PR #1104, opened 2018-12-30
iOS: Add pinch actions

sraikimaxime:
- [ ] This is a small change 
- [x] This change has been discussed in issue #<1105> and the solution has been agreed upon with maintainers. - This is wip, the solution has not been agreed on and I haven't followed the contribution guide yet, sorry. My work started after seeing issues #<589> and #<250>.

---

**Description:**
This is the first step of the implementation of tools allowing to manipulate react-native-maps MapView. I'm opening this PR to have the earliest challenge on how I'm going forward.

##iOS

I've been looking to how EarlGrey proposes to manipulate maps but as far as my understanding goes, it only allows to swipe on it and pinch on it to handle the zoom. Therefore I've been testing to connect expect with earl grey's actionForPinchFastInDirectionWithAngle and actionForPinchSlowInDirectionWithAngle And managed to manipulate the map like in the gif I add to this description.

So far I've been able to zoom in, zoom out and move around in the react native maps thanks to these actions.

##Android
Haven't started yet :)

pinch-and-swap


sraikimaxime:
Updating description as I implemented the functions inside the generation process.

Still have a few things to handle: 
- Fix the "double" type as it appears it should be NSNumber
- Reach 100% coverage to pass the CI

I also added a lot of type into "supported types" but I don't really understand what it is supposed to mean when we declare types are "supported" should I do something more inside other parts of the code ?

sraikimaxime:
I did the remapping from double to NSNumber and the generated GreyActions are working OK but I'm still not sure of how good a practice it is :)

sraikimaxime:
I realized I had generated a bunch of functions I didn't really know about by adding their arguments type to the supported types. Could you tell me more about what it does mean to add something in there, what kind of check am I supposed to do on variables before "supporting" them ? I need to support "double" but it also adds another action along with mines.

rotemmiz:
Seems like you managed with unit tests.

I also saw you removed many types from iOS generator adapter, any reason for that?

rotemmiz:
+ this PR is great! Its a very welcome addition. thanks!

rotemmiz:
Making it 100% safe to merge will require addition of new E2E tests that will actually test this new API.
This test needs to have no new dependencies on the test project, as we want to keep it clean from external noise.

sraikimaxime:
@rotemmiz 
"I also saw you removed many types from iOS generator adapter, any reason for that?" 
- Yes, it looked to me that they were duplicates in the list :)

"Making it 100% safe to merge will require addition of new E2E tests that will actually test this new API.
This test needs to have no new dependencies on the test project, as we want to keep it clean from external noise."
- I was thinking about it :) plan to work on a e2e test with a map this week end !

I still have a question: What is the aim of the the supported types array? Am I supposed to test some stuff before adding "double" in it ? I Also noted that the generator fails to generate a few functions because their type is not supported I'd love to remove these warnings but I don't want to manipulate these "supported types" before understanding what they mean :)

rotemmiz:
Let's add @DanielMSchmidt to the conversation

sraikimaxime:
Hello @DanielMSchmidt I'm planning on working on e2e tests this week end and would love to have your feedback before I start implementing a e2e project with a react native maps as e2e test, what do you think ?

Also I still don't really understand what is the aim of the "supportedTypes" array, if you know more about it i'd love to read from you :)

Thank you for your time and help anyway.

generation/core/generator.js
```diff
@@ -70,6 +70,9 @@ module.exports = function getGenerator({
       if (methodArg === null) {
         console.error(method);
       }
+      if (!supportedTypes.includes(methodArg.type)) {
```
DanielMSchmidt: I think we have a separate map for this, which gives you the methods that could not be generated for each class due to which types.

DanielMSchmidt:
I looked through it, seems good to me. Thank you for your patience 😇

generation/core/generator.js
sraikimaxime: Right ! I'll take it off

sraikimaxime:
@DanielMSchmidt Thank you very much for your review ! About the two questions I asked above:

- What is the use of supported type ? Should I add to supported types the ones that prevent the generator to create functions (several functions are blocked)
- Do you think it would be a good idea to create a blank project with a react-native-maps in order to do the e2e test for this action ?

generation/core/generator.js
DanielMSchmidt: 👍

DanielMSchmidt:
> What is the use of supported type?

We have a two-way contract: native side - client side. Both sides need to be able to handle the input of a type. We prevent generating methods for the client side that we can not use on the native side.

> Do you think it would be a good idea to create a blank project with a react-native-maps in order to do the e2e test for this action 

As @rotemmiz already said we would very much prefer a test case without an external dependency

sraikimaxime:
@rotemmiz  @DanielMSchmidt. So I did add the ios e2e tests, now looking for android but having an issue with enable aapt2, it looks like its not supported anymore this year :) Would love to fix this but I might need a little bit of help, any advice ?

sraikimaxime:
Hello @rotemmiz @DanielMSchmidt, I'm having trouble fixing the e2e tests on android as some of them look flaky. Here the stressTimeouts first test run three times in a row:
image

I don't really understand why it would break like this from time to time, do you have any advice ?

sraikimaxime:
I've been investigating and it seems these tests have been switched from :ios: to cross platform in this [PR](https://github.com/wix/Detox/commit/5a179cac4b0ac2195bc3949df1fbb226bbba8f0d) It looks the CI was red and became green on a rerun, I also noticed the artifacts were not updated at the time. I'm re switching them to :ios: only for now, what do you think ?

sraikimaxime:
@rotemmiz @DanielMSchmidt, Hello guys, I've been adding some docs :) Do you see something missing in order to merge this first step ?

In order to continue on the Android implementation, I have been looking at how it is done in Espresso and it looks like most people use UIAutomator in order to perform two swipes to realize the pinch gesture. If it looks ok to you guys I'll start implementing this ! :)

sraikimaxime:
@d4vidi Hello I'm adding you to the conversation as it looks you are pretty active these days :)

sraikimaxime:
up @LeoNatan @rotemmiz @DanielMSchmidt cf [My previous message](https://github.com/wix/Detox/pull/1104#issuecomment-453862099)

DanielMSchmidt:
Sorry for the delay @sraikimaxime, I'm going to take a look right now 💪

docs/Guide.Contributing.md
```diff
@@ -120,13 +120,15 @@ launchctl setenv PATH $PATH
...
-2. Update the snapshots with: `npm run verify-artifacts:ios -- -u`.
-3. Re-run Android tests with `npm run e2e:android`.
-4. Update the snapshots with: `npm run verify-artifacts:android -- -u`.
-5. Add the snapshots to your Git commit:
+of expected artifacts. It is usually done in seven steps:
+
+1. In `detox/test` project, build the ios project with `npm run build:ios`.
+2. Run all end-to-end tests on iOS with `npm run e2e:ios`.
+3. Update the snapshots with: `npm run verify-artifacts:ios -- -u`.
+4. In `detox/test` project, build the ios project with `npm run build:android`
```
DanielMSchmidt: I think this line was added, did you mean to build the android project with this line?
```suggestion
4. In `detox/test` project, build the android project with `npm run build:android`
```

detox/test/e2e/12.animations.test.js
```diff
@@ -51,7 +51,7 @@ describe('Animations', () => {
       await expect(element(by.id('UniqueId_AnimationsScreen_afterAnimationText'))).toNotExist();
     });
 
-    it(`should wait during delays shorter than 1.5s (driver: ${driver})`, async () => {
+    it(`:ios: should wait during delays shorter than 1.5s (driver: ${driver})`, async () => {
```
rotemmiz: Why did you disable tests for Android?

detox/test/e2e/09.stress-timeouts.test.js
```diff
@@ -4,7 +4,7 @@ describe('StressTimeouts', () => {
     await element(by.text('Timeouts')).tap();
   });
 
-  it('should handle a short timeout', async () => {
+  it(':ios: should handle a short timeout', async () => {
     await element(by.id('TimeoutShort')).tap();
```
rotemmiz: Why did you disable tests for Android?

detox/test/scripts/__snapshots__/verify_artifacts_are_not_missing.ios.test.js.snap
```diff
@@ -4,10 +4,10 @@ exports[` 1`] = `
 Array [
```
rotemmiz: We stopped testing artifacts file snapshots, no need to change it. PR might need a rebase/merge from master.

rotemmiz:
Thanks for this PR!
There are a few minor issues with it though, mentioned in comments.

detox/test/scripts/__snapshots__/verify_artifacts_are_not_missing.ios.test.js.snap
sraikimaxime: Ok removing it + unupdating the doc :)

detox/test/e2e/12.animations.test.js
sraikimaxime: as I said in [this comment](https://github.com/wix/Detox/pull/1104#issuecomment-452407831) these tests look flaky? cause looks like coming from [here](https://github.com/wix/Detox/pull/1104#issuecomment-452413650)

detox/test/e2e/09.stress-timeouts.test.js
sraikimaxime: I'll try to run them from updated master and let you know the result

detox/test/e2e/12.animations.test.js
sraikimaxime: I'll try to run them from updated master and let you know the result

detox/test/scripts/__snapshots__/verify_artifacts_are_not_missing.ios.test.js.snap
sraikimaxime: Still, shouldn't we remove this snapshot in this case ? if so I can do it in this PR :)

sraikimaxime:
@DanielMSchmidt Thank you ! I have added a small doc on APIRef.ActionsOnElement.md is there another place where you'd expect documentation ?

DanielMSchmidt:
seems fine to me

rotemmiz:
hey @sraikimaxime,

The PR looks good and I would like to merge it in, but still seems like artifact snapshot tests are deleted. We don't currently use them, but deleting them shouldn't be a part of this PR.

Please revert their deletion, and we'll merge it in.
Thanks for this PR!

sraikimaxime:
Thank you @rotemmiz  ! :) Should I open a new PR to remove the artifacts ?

_ _ _ _ _

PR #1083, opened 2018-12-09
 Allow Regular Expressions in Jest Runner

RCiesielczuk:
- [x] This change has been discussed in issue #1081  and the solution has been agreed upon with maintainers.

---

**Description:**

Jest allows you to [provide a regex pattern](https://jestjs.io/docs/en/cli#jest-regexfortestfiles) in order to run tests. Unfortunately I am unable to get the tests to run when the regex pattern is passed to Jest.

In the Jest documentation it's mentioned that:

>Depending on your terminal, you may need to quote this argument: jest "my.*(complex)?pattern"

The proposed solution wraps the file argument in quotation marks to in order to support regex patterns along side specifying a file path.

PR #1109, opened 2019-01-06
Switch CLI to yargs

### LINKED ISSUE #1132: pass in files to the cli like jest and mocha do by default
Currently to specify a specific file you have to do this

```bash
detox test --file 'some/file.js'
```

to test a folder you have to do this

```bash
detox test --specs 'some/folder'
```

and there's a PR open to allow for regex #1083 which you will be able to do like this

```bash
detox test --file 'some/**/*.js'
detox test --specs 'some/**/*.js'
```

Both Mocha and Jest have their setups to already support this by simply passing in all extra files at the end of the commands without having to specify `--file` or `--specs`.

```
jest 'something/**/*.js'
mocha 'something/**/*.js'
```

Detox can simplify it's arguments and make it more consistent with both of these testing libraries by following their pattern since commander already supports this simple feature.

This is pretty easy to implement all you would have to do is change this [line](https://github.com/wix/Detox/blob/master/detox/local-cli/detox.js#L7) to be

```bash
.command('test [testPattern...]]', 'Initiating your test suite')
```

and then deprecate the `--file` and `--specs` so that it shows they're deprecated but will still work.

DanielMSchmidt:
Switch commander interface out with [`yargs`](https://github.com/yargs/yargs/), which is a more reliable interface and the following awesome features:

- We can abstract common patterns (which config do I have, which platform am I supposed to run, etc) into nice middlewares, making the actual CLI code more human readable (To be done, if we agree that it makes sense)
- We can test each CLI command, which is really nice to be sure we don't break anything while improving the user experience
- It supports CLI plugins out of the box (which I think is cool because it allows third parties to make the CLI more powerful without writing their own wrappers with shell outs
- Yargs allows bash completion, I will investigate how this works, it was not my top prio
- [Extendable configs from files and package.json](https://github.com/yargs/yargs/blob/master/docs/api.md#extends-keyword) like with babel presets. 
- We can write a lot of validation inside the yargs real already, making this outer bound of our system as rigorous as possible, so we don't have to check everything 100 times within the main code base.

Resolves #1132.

_ _ _ _ _

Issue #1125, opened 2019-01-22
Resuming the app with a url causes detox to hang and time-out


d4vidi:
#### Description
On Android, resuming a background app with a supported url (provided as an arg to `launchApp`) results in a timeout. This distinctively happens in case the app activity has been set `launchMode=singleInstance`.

_ _ _ _ _

**YOUR INSTRUCTIONS**
Every line in the data that holds the string "started" should be returned.

**EXERCISE RESPONSE**
- [x] This change has been discussed in issue #<1105> and the solution has been agreed upon with maintainers. - This is wip, the solution has not been agreed on and I haven't followed the contribution guide yet, sorry. My work started after seeing issues #<589> and #<250>.
Haven't started yet :)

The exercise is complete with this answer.